[RESENHA] Os Melhores Contos de Fadas Celtas (Coleção Áurea - Especial Contos de Fadas) (Wish)

Quando falamos da Editora Wish, a primeira coisa que vem à mente é: excelência. E com Os Melhores Contos de Fadas Celtas, parte da belíssima Coleção Áurea, não é diferente. Esta edição é um espetáculo visual — capa dura, diagramação impecável, imagens belíssimas e um cuidado editorial que salta aos olhos. É daquelas obras que merecem lugar de destaque na estante (e que você mostra pros amigos com orgulho).

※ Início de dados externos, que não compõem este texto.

PR #101, opened 2026-04-10
DX-118686: Address token expiry add Auth observability, tool error logging

aniket-s-kulkarni:
## Summary

- Add WARNING log in `RequireAuthWithWWWAuthenticateMiddleware.dispatch()` before returning 401 (logs request path + client host)
- Promote `"Token expired"` from DEBUG → WARNING in `JWKSVerifier.verify()` so auth failures are visible at production log level
- Apply 60-second expiry buffer in `DelegatingTokenVerifier.verify_token()` — tokens are rejected 60s before Auth0 expiry, giving clients a clean OAuth refresh window
- Add `_make_logged_invoke` decorator in `init()` to log tool invocation exceptions at WARNING with tool name + error detail before re-raising to MCP SDK
- Add INFO log in `verify_token()` when JWKS `verify()` returns `None` (graceful degradation path)

## Test Plan

- [ ] `TestTokenExpiryBuffer` (6 tests): buffer math for exp-59s, exp+61s, None exp, sentinel exp=0, no WARNING on happy path, INFO on JWKS degradation
- [ ] `TestDispatchWarning` (1 test): `dispatch()` emits WARNING with path + client on 401
- [ ] `TestMakeLoggedInvoke` (2 tests): wrapper logs WARNING on exception, no log on success
- [ ] Full suite: 315 passed, 0 failed

## JIRA

[DX-118686](https://dremio.atlassian.net/browse/DX-118686)

## Reviewer verdict

APPROVE WITH CHANGES — all reviewer feedback addressed (duplicate import fixed, missing tests for AC1 and AC2 added).

[DX-118686]: https://dremio.atlassian.net/browse/DX-118686?atlOrigin=eyJpIjoiNWRkNTljNzYxNjVmNDY3MDlhMDU5Y2ZhYzA5YTRkZjUiLCJwIjoiZ2l0aHViLWNvbS1KU1cifQ

### DIFF
--- a/src/dremioai/servers/mcp.py
+++ b/src/dremioai/servers/mcp.py
@@ -171,8 +171,8 @@ class FastMCPServerWithAuthToken(FastMCP):
                         )
                         return None
                 else:
-                    self.logger.info(
-                        "JWKS verify() returned None — token expiry not enforced, forwarding to Dremio",
+                    self.logger.warning(
+                        "JWKS verify() returned None — rejecting token to force reauth",
                         project_id=ProjectIdMiddleware.get_project_id(),
                     )
                     return None
--- a/src/dremioai/servers/mcp.py
+++ b/src/dremioai/servers/mcp.py
@@ -13,57 +13,55 @@
 #  See the License for the specific language governing permissions and
 #  limitations under the License.
 #
-from mcp.server.auth.json_response import PydanticJSONResponse
-from mcp.server.fastmcp import FastMCP
-from mcp.server.fastmcp.prompts import Prompt
-from mcp.server.fastmcp.resources import FunctionResource
-from mcp.cli.claude import get_claude_config_path
-from mcp.types import ToolAnnotations
-from pydantic import AnyHttpUrl
-from pydantic.networks import AnyUrl
-
-from dremioai.metrics.registry import get_metrics_app
-from starlette.requests import Request
-from starlette.responses import Response
-
-from dremioai.api.oauth_metadata import OAuthMetadataRFC8414
-
-
-from dremioai.tools import tools
-import os
-from typing import List, Union, Annotated, Optional, Tuple, Dict, Any
-from functools import reduce, wraps
-from operator import ior
-from pathlib import Path
-from dremioai import log
-from typer import Typer, Option, Argument, BadParameter
-from rich import console, table, print as pp
-from click import Choice
-import logging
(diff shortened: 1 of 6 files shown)


ssaumitra (dismissed):
lgtm

src/dremioai/servers/mcp.py
```diff
@@ -88,6 +88,8 @@ async def dispatch(self, request: Request, call_next: RequestResponseEndpoint):
                 "Unauthorized request rejected",
```
ssaumitra, line 85: Can we also log on whether `request["user"]` is present or not? That way we will be able to know whether it was malformed request.

src/dremioai/servers/mcp.py
```diff
@@ -132,8 +144,15 @@ async def verify_token(self, token: str) -> AccessToken | None:
             is_verified = False
             if isinstance(self._jwks_verifier, JWKSVerifier):
                 if verified := await self._jwks_verifier.verify(token):
-                    expires_at, org_id = verified.exp, verified.aud
+                    expires_at = (verified.exp - _TOKEN_EXPIRY_BUFFER_SECONDS) if verified.exp is not None else None
+                    org_id = verified.aud
```
ssaumitra: After token expiry, can we send an error with hint response to LLM, asking it to renew the token pointing to the endpoint? Chatgpt says that it will help https://chatgpt.com/share/e/69d98409-21d4-800d-b248-4d08b4e94c69

src/dremioai/servers/mcp.py
aniket-s-kulkarni: Good point, but actually this isn't the username at all. It's what we fill in `verify_token` as `client_id` parameter of the `AccessToken` return value - it's just "unused-client". We do not preserve the user name today. We shouldn't be logging user name or email in any case.

src/dremioai/servers/mcp.py
aniket-s-kulkarni: Good point, but I am not sure it's the LLM that should be taking an action, it's the client/frontend that should. and HTTP/401 is pretty unambiguous response. The problem today is the error string contains "401" but the actual HTTP status code is `200`

ssaumitra:
The changes look good to me. I see that one test is failing though. Please let me know once that's fixed.

ssaumitra (approved):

Mas quando a gente passa da estética para o conteúdo, a experiência de leitura se torna um pouco mais... complexa. Os contos aqui reunidos têm grande importância histórica e cultural — são fragmentos do imaginário celta, carregados de simbolismo, magia e sabedoria ancestral. Mas também são repetitivos e às vezes cansativos.

Um livro mais pra degustar aos poucos do que pra devorar de uma vez. E honestamente? A introdução me pegou mais do que muitos dos contos em si.






Título em Português: Os Melhores Contos de Fadas Celtas (Coleção Áurea - Especial Contos de Fadas)
Ano: 2020
Autor/Autora: Vários
Tradutor/Tradutora: Vários
Editora: Wish
Gêneros: Contos / Fantasia / Literatura Estrangeira / Literatura Celta
Páginas: 336




🍃 Os Melhores Contos de Fadas Celtas

📚 Coleção Áurea – Especial Contos de Fadas
Uma viagem ao coração da mitologia celta, lindamente embalada — mas nem sempre tão encantadora quanto promete.

A obra reúne uma seleção de contos tradicionais celtas vindos de diversas fontes, incluindo mitos irlandeses, escoceses e galeses. Cada história mergulha o leitor em um mundo onde fadas, druidas, guerreiros lendários e criaturas sobrenaturais caminham lado a lado com humanos em jornadas que mesclam honra, destino e o sobrenatural.

Os temas são universais: amor incondicional, coragem diante do impossível, traição entre reis e irmãos, o embate eterno entre luz e sombra. Mas a narrativa dessas lendas, traduzida com fidelidade ao estilo original, carrega um ritmo e uma estrutura repetitiva, comum à tradição oral. E é aqui que a experiência pode pesar.

Você lê uma, duas, três histórias... e quando percebe, está lendo variações do mesmo conflito com roupagens diferentes. Talvez se a obra fosse um pouco mais curta, isso não pesasse tanto — mas em um volume mais robusto, a repetição se torna evidente.

A linguagem dos contos é mais formal, distante, muitas vezes simbólica — não é uma leitura fluida, especialmente para quem está acostumado com narrativas contemporâneas. Há uma cadência antiga, uma aura de rito oral, como se alguém estivesse te contando essas histórias à luz de uma fogueira em uma noite de névoa. O que é belo... mas nem sempre fácil.

A introdução, por outro lado, é rica e envolvente. Ela apresenta o universo celta com sensibilidade e contextualiza o leitor, explicando a importância daquelas histórias, os valores transmitidos e a estrutura mítica que molda o imaginário europeu até hoje. Foi ali que me senti mais conectada — entendendo o porquê das histórias, mesmo quando não me envolvi tanto com o “como”.

Apesar das dificuldades com o ritmo, não dá pra negar o valor literário e simbólico da coletânea. Essas histórias são as raízes de muito da fantasia moderna — de Tolkien a Neil Gaiman, da Disney aos RPGs medievais. O culto à natureza, a dualidade mágica, a figura da mulher como portal entre mundos, a honra como valor inegociável... tudo isso já estava ali, muito antes da fantasia virar gênero literário.

Ler esses contos é revisitar a fundação de um imaginário coletivo, e isso tem um valor enorme. Mesmo sem uma ligação emocional forte com cada história, o contato com essa herança mítica é algo que transforma o leitor, nem que seja de forma sutil.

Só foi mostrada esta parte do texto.